Work to complete
How many lines of the material below contain the string "scrolled"? Answer with the number and nothing else.

Material supplied
PR #562, opened 2024-09-16
Update include path for compatibility with numpy 2.

bsteffensmeier:
Numpy 2 is using a slightly different include path which is causing jep to build without numpy support even when numpy2 is installed. This change upgrades the build to find the new include path.


ndjensen (approved):
Looks good and what a quick turnaround!

PR #564, opened 2024-09-22
Ensure shared modules cannot be used with isolated interpreters.

bsteffensmeier:


src/main/java/jep/Jep.java
```diff
@@ -152,7 +152,7 @@ protected Jep(JepConfig config, boolean useSubInterpreter, MemoryManager memoryM
         boolean hasSharedModules = config.sharedModules != null
                 && !config.sharedModules.isEmpty();
 
-        if (hasSharedModules && config.subInterpOptions.useMainObmalloc == 0) {
+        if (hasSharedModules && (config.subInterpOptions.isolated || config.subInterpOptions.useMainObmalloc == 0)) {
             throw new JepException("Shared modules can only be used with a shared allocator.");
```
ndjensen, line 156: I kind of feel that the error message should be different if they used isolated, similar to the wording you have in the test.  But that could also lead into a mess of which error message to choose when they have both, or do you only give one error message at a time.  It's not a big deal so I will approve, it's more important that we have this safety check in there.

ndjensen (approved):

src/main/java/jep/Jep.java
bsteffensmeier: I have updated it to use two separate error messages. If they do both then the isolated interpreter error takes precedence.

Issue #323, opened 2021-04-23
Jars in manifest file not loaded and causes ModuleNotFoundError'>: No module named 'org.apache'


lfcnassif:
First, thank you all for this great project!
My app has the following structure:
./app.jar
./lib/lib1.jar
./lib/lib2.jar
...
My python script (called by java app) imports some classes from jars in lib folder. When executing `java -jar app.jar`, it throws jep.JepException: <class 'ModuleNotFoundError'>: No module named 'org.apache' for example. But all libraries are listed in app.jar manifest file and are used fine from app.jar embedded classes.

If I change current dir to lib folder and executes `java -jar ../app.jar` no error is thrown and the python script can access the java libraries. Default java classpath uses . directory.

Using jep-3.9.1 on Windows 10 with Oracle java 8 x64 and on Ubuntu 20.04 with Liberica OpenJDK 8 full.

lfcnassif:
Embedded manifest zipped below:

[MANIFEST.zip](https://github.com/ninia/jep/files/6368212/MANIFEST.zip)

bsteffensmeier:
Jep has the concept of a [ClassEnquirer](http://ninia.github.io/jep/javadoc/3.9/jep/ClassEnquirer.html) which tells the python envionment which classes are available in python. I suspect your problem lies with the default implementation. I am not very familiar with this code but it appears to be reading the manifest of every jar in the classpath and processing every library specified int he manifest so it seems like your case should work. I recommend debugging into the [ClassList](https://github.com/ninia/jep/blob/dev_3.9/src/main/java/jep/ClassList.java#L81) to try to determine if it is processing your manifest and finding the referenced libraries.

lfcnassif:
@bsteffensmeier thank you for the answer, will try to debug when some time is available and report back here.

reacan:
> If I change current dir to lib folder and executes `java -jar ../app.jar` no error is thrown and the python script can access the java libraries. Default java classpath uses . directory.

I had the exact same issue when your application with all the dependencies was set up in a Linux environment using a regular user account. When the application and all the dependencies were set up using the root account the application could be launched from any directory without an error. Hope this info will be of some help in case you haven't solved this issue yet.

lfcnassif:
@bsteffensmeier sorry for late reply, just had time to debug it. The issue is in this line https://github.com/ninia/jep/blob/dev_3.9/src/main/java/jep/ClassList.java#L120

[...]

PR #577, opened 2024-12-05
Fix ClassList to handle jar in working dir with classpath in manifest.

### LINKED ISSUE #576: Use jar runtime, ModuleNotFoundError, the reason is java.class.path to get the jar file getParent is null, resulting in the reference to the jar file path is not correct
Restoration results：
image

bsteffensmeier:
This fixes #576 which would come up if your class path includes a jar in the current working directory that has a class path in the manifest. The manifest processing assumes every class path entry has a parent dir(lib/foo.jar) but if the jar is in the current working directory then class path entries may not have a parent dir(foo.jar).

### DIFF
--- a/src/main/java/jep/ClassList.java
+++ b/src/main/java/jep/ClassList.java
@@ -127,8 +127,11 @@ public class ClassList implements ClassEnquirer {
                         String[] relativePaths = classpath.split(" ");
 
                         for (String relativePath : relativePaths) {
-                            String path = file.getParent() + File.separator
-                                    + relativePath;
+                            String path = relativePath;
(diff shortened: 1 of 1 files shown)


ndjensen (approved):

ndjensen:
This is the same area of code as mentioned in #323.  Based on the comment from June 1st, 2021, I think it also fixes that issue.  What do you think?

bsteffensmeier:
> This is the same area of code as mentioned in #323. Based on the comment from June 1st, 2021, I think it also fixes that issue. What do you think?

I agree this will also fix #323

PR #306, opened 2026-07-15
Split TTS run samples across a female and a male voice

seribaymadina:
TTS runs previously synthesized all 10 samples with one pinned voice per model, so every metric reflected a single (usually US-female) voice. Each active TTS model now carries a `voices` pool ordered (female, male), and the orchestrator splits the run's samples evenly across it  exactly 5/5, with which transcript lands on which voice shuffled per run using a `run_id`-derived seed, so the pairing rotates across runs but stays reproducible within one. The assigned voice is recorded on every result row (the `voice` column already existed), so per-gender analysis needs no schema change and no migration.

A methodology marker dated 2026-07-15 17:00 PT flags the flip on the timeline; the time should be corrected to the actual runner-release time at merge, since single-voice and split-voice values are not directly comparable.

Additional: Some models change voice with this PR because the old pin didn't fit a US female/male pair: ElevenLabs (Charlie is Australian, and legacy premade voices are being replaced by Dec 31), Hume (the pin turns out to be a British male, "Nature Documentary Narrator"), OpenAI, Soniox, MiniMax, and Gradium (the pin was a docs-example ID absent from their catalog). Deepgram keeps its single voice its voice IS the model string, so a second voice means a second registry entry, deferred.

<h3>Greptile Summary</h3>

This PR splits TTS benchmark samples between female and male voices. The main changes are:

- Adds balanced voice pools to active TTS models.
- Assigns voices deterministically for each run.
- Records the selected voice on every result row.
- Keeps TTS tasks in item-major order across providers.
- Adds a timeline marker for the methodology change.

The timestamp should be corrected before merging.

- The provider request ordering has been corrected.
- The methodology marker still uses a provisional time and can place runs on the wrong side of the change boundary.

web/lib/config/methodologyChanges.ts

<sub>Reviews (2): Last reviewed commit: ["Keep TTS task order item-major so provid..."](https://github.com/coval-ai/benchmarks/commit/db3f16b076234e5f7c6b4813ede0ef732487c4b8) | [Re-trigger Greptile](https://app.greptile.com/api/retrigger?id=44645728)</sub>


coval-cale (approved):
Epic!

PR #310, opened 2026-07-16
Add portable benchmark run artifacts

RitwijParmar:
This adds an opt-in JSONL artifact for benchmark runs.

The DB stays the source of truth. The artifact is for debugging one run after the fact, especially when a provider fails or a run finishes partial.

It writes:
- one run header with runner and dataset metadata
- one sanitized record per metric row
- one summary record with success and failure counts plus grouped failure buckets

I kept transcripts out of the artifact. It stores only sha256 plus character count. That gives enough identity for debugging without dumping raw transcript text into local files.

Enable it with `RUN_ARTIFACT_DIR`. If unset, behavior is unchanged.

Review updates pushed in `d68e385`:
- the Docker example now bind-mounts the artifact directory so output survives `--rm`
- transcript hashing now ignores non-string values safely
- artifact writes run off the event loop
- failed-run DB finalization happens before best-effort artifact output

Checked locally:
- `uv run pytest tests/unit/test_run_artifacts.py tests/unit/test_orchestrator.py`
- `uv run ruff check src/coval_bench/config.py src/coval_bench/runner/artifacts.py src/coval_bench/runner/orchestrator.py tests/unit/test_run_artifacts.py tests/unit/test_orchestrator.py`
- `uv run ruff format --check src/coval_bench/config.py src/coval_bench/runner/artifacts.py src/coval_bench/runner/orchestrator.py tests/unit/test_run_artifacts.py tests/unit/test_orchestrator.py`
- `uv run mypy src/coval_bench/runner/artifacts.py src/coval_bench/runner/orchestrator.py`

### DIFF
--- a/runner/README.md
+++ b/runner/README.md
@@ -46,6 +46,10 @@ docker compose up -d api         # FastAPI on http://localhost:8000
 # Trigger a single-item benchmark run (writes to the local Postgres):
 docker compose run --rm runner coval-bench run --smoke --kind tts
 
+# Optional: write a portable JSONL artifact for the run:
+docker compose run --rm -e RUN_ARTIFACT_DIR=/tmp/artifacts runner \
+  coval-bench run --smoke --kind tts
+
 # Probe one TTS provider without DB writes:
 docker compose run --rm runner coval-bench tts-smoke \
   --provider cartesia --model sonic-3 --voice <voice-id> --text "hello"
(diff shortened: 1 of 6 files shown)


RitwijParmar:
The artifact is useful because a failed voice benchmark usually gets debugged after the run is gone. The next piece I would add is a replay command that takes one JSONL artifact and re-runs only the failed cases with the same provider settings and artifact schema. That would let someone compare a provider failure against a later run without touching the whole dataset. I would keep it opt-in and make the artifact self-describing enough to reject a mismatched runner or dataset.

callumreid (approved):

PR #365, opened 2026-07-23
Hide dedicated-inference models from dashboards

cooperr1:
## What changed

- Exclude models tagged `dedicated-inference` when the frontend builds dashboard model lists.
- Apply the exclusion to both catalogue-backed models and data-backed aggregate entries.
- Add a regression test covering Baseten Whisper STT and Qwen TTS alongside
  shared Deepgram and OpenAI models.

## Why

Baseten traffic was exercised through a non-persisting probe, so there is no persisted benchmark run backing public TTFA/WER values. Dedicated endpoints should stay off the public dashboards until the benchmark persistence and publication flow is agreed and implemented.

This is intentionally frontend-only. It does not change the API, runner,
registry, or provider integrations. The frontend contains no synthetic or
hardcoded benchmark values; dedicated STT and TTS aggregate rows are ignored
even if they are present.

## Impact

Dedicated-inference models no longer appear in dashboard filters, charts, or comparison tables. Shared models are unaffected.

## Validation

- `pnpm test lib/utils/modelsFromResults.test.ts` — 9 passed
- `pnpm typecheck`
- `pnpm exec eslint lib/utils/modelsFromResults.ts lib/utils/modelsFromResults.test.ts --max-warnings 0`

### DIFF
--- a/web/lib/utils/modelsFromResults.test.ts
+++ b/web/lib/utils/modelsFromResults.test.ts
@@ -105,6 +105,47 @@ describe("buildModelsByProvider", () => {
     expect(out.openai).toEqual(["openai:gpt-realtime-whisper"]);
   });
 
+  it("does not include dedicated-inference catalogue models or data-backed entries", () => {
+    const catalogue = {
+      tts: [
+        {
+          provider: "baseten",
+          models: [
+            {
+              model: "qwen3-tts-1.7b",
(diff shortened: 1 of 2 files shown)


cooperr1:
Superseded by #366, which points at the verified frontend-only STT/TTS dedicated-model guard.

PR #400, opened 2026-07-27
Screen arena prompts before synthesis

seribaymadina:
Reject payment cards and national ids locally, then run the prompt through OpenAI moderation. Both checks run ahead of the daily cap so a rejected prompt costs neither credits nor anyone's quota.

Moderation fails open, which leaves the local check as the backstop. It also does not treat scam framing as harmful, so the two cover different ground and both are needed.

The PII match is narrow on purpose: a blanket digit-run rule rejected one of the hundred curated example prompts, so cards are Luhn-checked and phone numbers and order refs are allowed.

<h3>Greptile Summary</h3>

This PR adds local card/national-ID detection and OpenAI prompt moderation before arena quota checks and synthesis.
- Adds configurable fail-closed handling for unavailable moderation.
- Extracts the arena domain literal into the arena package.
- Adds API and unit coverage for rejection, outage, parsing, timeout, and credential-rotation behavior.

The PR should not merge until credential rotation can no longer close a moderation client that an active request is using.

The parsing failure and stale-key behavior from the previous threads are addressed, but the replacement logic now closes a process-global client without coordinating with concurrent moderation calls, so requests overlapping key rotation can be misclassified as moderation outages.

**Files Needing Attention:** runner/src/coval_bench/arena/moderation.py

<sub>Reviews (3): Last reviewed commit: ["Close the superseded moderation client a..."](https://github.com/coval-ai/benchmarks/commit/997f422966f407848de21da4b9adcd8ac361e202) | [Re-trigger Greptile](https://app.greptile.com/api/retrigger?id=47775550)</sub>

**Context used:**

- Knowledge Base — [API service](https://app.greptile.com/coval/-/custom-context/knowledge-base/coval-ai/benchmarks/-/docs/api-service.md)
- Knowledge Base — [Arena subsystem](https://app.greptile.com/coval/-/custom-context/knowledge-base/coval-ai/benchmarks/-/docs/arena-subsystem.md)

### DIFF
--- a/runner/src/coval_bench/api/routers/arena.py
+++ b/runner/src/coval_bench/api/routers/arena.py
@@ -40,7 +40,6 @@ from starlette.requests import Request
 from coval_bench.api.deps import capture_api_event, get_pool, get_posthog, get_settings
 from coval_bench.api.ratelimit import limiter
 from coval_bench.api.schemas import (
-    ArenaDomain,
     ArenaLeaderboardResponse,
     BattleCreate,
     BattleOut,
@@ -52,6 +51,7 @@ from coval_bench.api.schemas import (
     VoteOut,
 )
 from coval_bench.arena.audio_store import clip_url
+from coval_bench.arena.domains import ArenaDomain
 from coval_bench.arena.generate import generate_battle
 from coval_bench.arena.moderation import moderation_verdict, pii_match
 from coval_bench.arena.monitoring import (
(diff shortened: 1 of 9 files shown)


callumreid (approved):

seribaymadina:
Pushed c6228b58.

| Finding | Fix |
|---|---|
| P1 timeout | `timeout=4.0, max_retries=0`, plus our own `asyncio.timeout` so pool/DNS stalls are bounded too, not just the HTTP read. Test hangs a stub for 30s. |
| P1 CI | Root fix, not suppressed: `ArenaDomain` → new `arena.domains`, so `arena.prompts` stops importing the FastAPI app and cycling through `api.routers.arena`. `mypy --strict src tests` clean over 232 files. |
| P2 fail-open | Switched to fail **closed** — 503 when unreachable. The local check finds card and id numbers, not harmful content, so it was never a content-safety fallback. `arena_moderation_fail_closed` buys availability back. |
| Greptile: parsing outside the guard | Fixed — parsing moved inside the `try`, so a malformed reply is an unavailable moderator, not a 500. |
| Greptile: client keeps first key | Fixed — cached against a SHA-256 of the key, rebuilt when it changes. |
| Luhn false positives | Cards now need a known issuer prefix as well as the checksum, so a 16-digit tracking reference no longer reads as a card. |

Deliberately not here: **BFF error mapping** is a web change and ships with the next web PR — the runner now returns 503 moderation-unavailable, distinct from 502 synthesis and 429 quota, so the statuses to map exist. **Attempts table, per-person caps and the kill switch** need a migration and are the next PR.

seribaymadina:
@coderabbitai review

PR #403, opened 2026-07-28
Mint a signed identity for every arena visitor

seribaymadina:
The arena opened to the public in #395, and public visitors get no cookie at all: `isPublicArenaPath` returns a bare `NextResponse.next()`, so the gate that used to mint one never runs. Votes are therefore attributed to a UUID the browser generates in localStorage, which means a vote cannot be tied to a person, held to a quota, or judged by later scoring.

This mints a signed identity for everyone instead. The cookie payload gains a server-generated `sid` and a `role` of `labeler` or `external`, both covered by the existing HMAC so neither can be forged. Refreshing preserves them minting a fresh `sid` every 24 hours would weaken vote dedupe and strip any cross-day signal from scoring.

Cookies predating identity belong to the internal labelers who were using the arena before it opened, so they are reissued as `labeler`; everyone arriving since is `external`. Nobody is logged out and no link needs resending.

**Nothing reads `sid` or `role` yet.** The BFF still takes `voterId` from the request body, so voting and the board are unchanged by this PR

### DIFF
--- a/web/.env.example
+++ b/web/.env.example
@@ -38,6 +38,11 @@ ARENA_ACCESS_TOKEN=
 # HMAC key for the access cookie. 32+ random bytes, base64. Generate with:
 #   node -e "console.log(require('crypto').randomBytes(32).toString('base64'))"
 ARENA_SESSION_SECRET=
+# The outgoing ARENA_SESSION_SECRET, accepted for verification only. Rotating without it
+# invalidates every live cookie at once: labelers lose access and every voter is issued a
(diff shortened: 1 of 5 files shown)


cooperr1:
Two things before merge: setIdentityCookie now goes through buildCookieHeader instead of res.cookies.set, which set secure: true and sameSite: "lax" explicitly, so those should still get appended. Also, ensureArenaIdentity grants labeler to any sid-less cookie on an unauthenticated path, which is only safe because legacy cookies required the unlock token. Could use an explicit migration with a cutoff.

cooperr1 (approved):

PR #405, opened 2026-07-28
Lay the box plot's caption outside the scroller (BENCH-552)

cooperr1:
Fixes [BENCH-552](https://linear.app/coval/issue/BENCH-552/ranked-by-median-latency-caption-lagsre-renders-during-horizontal).

## The bug

In Latency Variation, the "Ranked by median latency (fastest first)" caption trailed the horizontal scroller and snapped into place once scrolling stopped.

It was an SVG `<text>` inside the scrolling plot, counter-translated by a `scrollX` React state set in `onScroll` and applied in a `useLayoutEffect`. Confirmed in the browser: setting `scrollLeft = 300` left the node at `translate(0, 474)`, and it only reached `translate(300, 474)` after the next commit. That one-commit delay is the drift-then-snap.

## The fix

The caption is chart chrome, not plot content, so it no longer lives in the scroller at all — it's a mono `<p>` absolutely positioned over the bottom band `margin.bottom` already reserves, in the non-scrolling container. Zero scroll coupling, so there is nothing left to lag: no scroll handler, no rAF, no transform bookkeeping.

The PNG export keeps the caption via `exportXLabel` on `SectionHeader`, the same mechanism the WER bars already use (`QualityBarSection.tsx:184`). That also fixes the old export, which captured the caption at whatever scroll offset the reader happened to leave it at.

Net −37/+16: the scroll-tracking `useLayoutEffect`, `captionRef`, `captionY`, and `axisLabelFontSize` are all gone.

## Verification

At 375 / 1280 / 1440 / 2400 px, on `/tts` and `/stt` (22 models — worst overflow), scrolled to both extremes:

- Caption's viewport x is identical before and after a scroll (`dx: 0`) at every width.
- `capBottom === frameBottom` everywhere — no layout growth, card height unchanged.
- Centered when the plot fits, left-anchored at the plot edge when it scrolls (prior behavior preserved); short form on mobile.
- Geist Mono 14px, `rgb(219,219,211)` — styling identical to the old SVG text.
- `pointer-events-none`, so tap-to-pin on a box still works on mobile.
- `tsc --noEmit` and `eslint` clean.

The `median latency` vs `IQR` copy mismatch the ticket mentions is left alone — tracked in [BENCH-550](https://linear.app/coval/issue/BENCH-550/ttfa-distribution-chart-sorted-by-legacy-quartile-metric-not-iqr).

### DIFF
--- a/web/components/charts/d3/BoxPlot.tsx
+++ b/web/components/charts/d3/BoxPlot.tsx
@@ -19,9 +19,12 @@ const modelFontSize = 12;
 const providerFontSize = 12;
 const yAxisTickFontSize = "12px";
 const modelLineHeight = 14;
-// Bottom holds up to three label lines, the provider, the dedicated-inference
-// marker, and the axis caption — 80px stacked marker over caption.
-const margin = { top: 20, right: 8, bottom: 88, left: 40 };
+// Bottom holds the whole label stack: 15px clear of the plot, the label lines
+// (four of them for a name like Voxtral-Mini-Transcribe-2602), the provider,
+// then the dedicated-inference marker, 15px tall and 4px under the provider.
+// The caption is not in here — it gets the container's own bottom padding, so
+// the deepest stack can never land on it however the labels wrap.
+const margin = { top: 20, right: 8, bottom: 100, left: 40 };
 const minSlotWidth = 48;
 /** Share of a slot the label block may occupy; the rest is breathing room. */
 const labelBandRatio = 0.82;
@@ -503,7 +506,7 @@ const BoxPlot: React.FC<BoxPlotProps> = ({
   // leave the sizing effect's ResizeObserver attached to nothing, freezing
   // dimensions at their initial value once data arrives.
   return (
-    <div ref={containerRef} className="relative w-full" data-export-frame>
+    <div ref={containerRef} className="relative w-full pb-5" data-export-frame>
       {data.data.length === 0 ? (
         // Same height as the populated chart so toggling to a model with no
         // latency runs doesn't shift the sections below.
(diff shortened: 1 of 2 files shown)


cooperr1:
Pushed `74b710b` — the caption could still be overlapped on mobile, which the first commit didn't address.

**What was wrong:** the caption was overlaid on the bottom band `margin.bottom` reserves for axis labels, and that band was undersized for the deepest stack. A model name can wrap to **four** lines (`Voxtral / Mini / Transcribe / 2602`), and a dedicated-inference marker hangs 15px more below the provider. Measured on `/stt` at 375px, the deepest provider label ran **7.9px into** the caption's line box, and a marker under it would have spilled past the plot's bottom edge entirely.

**Fix:** the caption now gets the container's own bottom padding (`pb-5`) rather than a slice of the plot's margin, and `margin.bottom` is sized for the label stack alone (88 → 100, which also keeps the marker inside the plot box). Nothing inside the SVG can reach the caption now, however the labels wrap. The padding sits on the container, so the empty state reserves the same strip and the sections below still don't shift.

Re-measured at 320 / 375 / 1280 / 2400 px on `/tts` and `/stt` (1d and 30d), scrolled to both extremes:

- `capTop === svgBottom` — the caption starts exactly where the plot ends, so overlap is structurally impossible.
- Deepest label clearance **+24.1px** (was −7.9px); a marker simulated under that same four-line label clears by **+7.3px**.
- `dxOnScroll: 0` still holds — the original lag fix is unaffected.
- Caption fits on one line at 320px (206px of 280px available), no clipping.
- `tsc --noEmit` and `eslint` clean.

coval-cale (approved):
YEWWWWWW

PR #409, opened 2026-07-28
[BENCH-557] Read arena key parity from the infra provider map

coval-cale:
The gate now fetches envs/prod/provider_keys.tf and reads api = true entries, falling back to the service module's inline env blocks for older infra revisions.


seribaymadina (approved):
noiceee

PR #414, opened 2026-07-29
Scope the early-access embargo to the caller

seribaymadina:
The embargo was all-or-nothing: one key revealed every unreleased model. A request can now carry a scope naming the providers it may see, honoured only alongside its own key, so a partner sees their own numbers and no one else's. An absent scope behaves exactly as before.

Note: Partner gated, tempo solution until we have proper auth set up


coval-cale (approved):

runner/src/coval_bench/api/internal.py
```diff
@@ -38,3 +62,32 @@ def is_internal(
...
+    honoured only alongside its own key, which is separate from the internal one
+    so a narrowed caller can never reach unrestricted access. Names outside the
+    embargoed set are dropped rather than rejected, so a malformed header is
+    indistinguishable from an absent one.
+    """
+    if internal:
+        return UNRESTRICTED
+    if not _matches(x_ea_key, settings.early_access_bff_key):
+        return frozenset()
+    return frozenset((x_ea_scope or "").split(",")) & embargoed_providers()
```
cooperr1: (x_ea_scope or "").split(",") doesn't strip whitespace, so "a, b" silently drops b. 

The API's access rule is "present the BFF key, name any embargoed provider you want." Partner isolation lives entirely in the BFF; a leaked or misrouted key grants the entire embargo, and the API can't tell partners apart, so there's also no per-partner audit trail.

runner/tests/api/test_early_access_scope.py
```diff
@@ -0,0 +1,179 @@
...
+    """The public view: an anonymous caller sees none of them."""
+    assert hidden_models_for(frozenset()) == _embargoed_pairs()
+    assert hidden_models() == _embargoed_pairs()
+
+
+def test_unrestricted_scope_hides_nothing() -> None:
+    assert hidden_models_for(UNRESTRICTED) == frozenset()
+
+
+@pytest.mark.parametrize("provider", sorted(embargoed_providers()))
```
cooperr1: evaluates the registry at collection time. fine today, just less explicit than the _one_embargoed_provider() skip pattern used elsewhere.

cooperr1 (approved):

PR #417, opened 2026-07-30
[BENCH-569] Simplify arena leaderboard CSV export and improve table formatting

cooperr1:
## Summary

Example output: 
Rank,Provider,Model,Rating,Rating Margin (±),Votes,Wins,Losses,Ties,Status
1,Cartesia,Sonic 3.5,1709,183,21,15,3,3,preliminary
2,ElevenLabs,Flash v2.5,1566,138,21,11,7,3,preliminary
3,OpenAI,GPT-4o mini TTS,1434,129,21,7,11,3,preliminary
4,Deepgram,Aura 2,1291,182,21,3,15,3,preliminary

- CSV export now uses friendly, human-readable columns: `Rank, Provider, Model, Rating, Rating Margin (±), Votes, Wins, Losses, Ties, Status` — ratings rounded to whole numbers, provider/model as display names, `rating_bt` and the three raw CI columns dropped in favor of a single margin column
- CSV generation reuses the shared `downloadCSV`/`serializeCSV` helpers (BOM for Excel, deferred blob revoke) instead of the component's hand-rolled serializer
- The table's ± value gets the shared `MetricInfo` tooltip explaining the confidence interval — works on tap (mobile), hover, and keyboard focus, with the panel opening above the trigger
- The mixed-status "provisional" marker is now a small badge instead of plain inline text

## Testing
- `pnpm test` (112 passed), `pnpm lint`, `pnpm typecheck` all clean
- Verified against the local full-stack arena: CSV blob content matches the new schema exactly; tooltip opens on tap at mobile width and dismisses on outside tap

### DIFF
--- a/web/app/overview/arena/leaderboard/arena-leaderboard.tsx
+++ b/web/app/overview/arena/leaderboard/arena-leaderboard.tsx
@@ -9,6 +9,8 @@ import DashboardHeader from "@/components/layout/DashboardHeader";
 import DashboardFooter from "@/components/dashboard/DashboardFooter";
 import Card from "@/components/shared/Card";
 import { CymaticLoader } from "@/components/shared/CymaticLoader";
+import MetricInfo from "@/components/shared/MetricInfo";
+import { downloadCSV } from "@/lib/utils/chartExport";
 import {
   normalizeModelName,
   normalizeTTSProviderName,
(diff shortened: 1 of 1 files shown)


seribaymadina (approved):
nice! do you see any value in adding /overview/leaderboard endpoint?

Task solution
2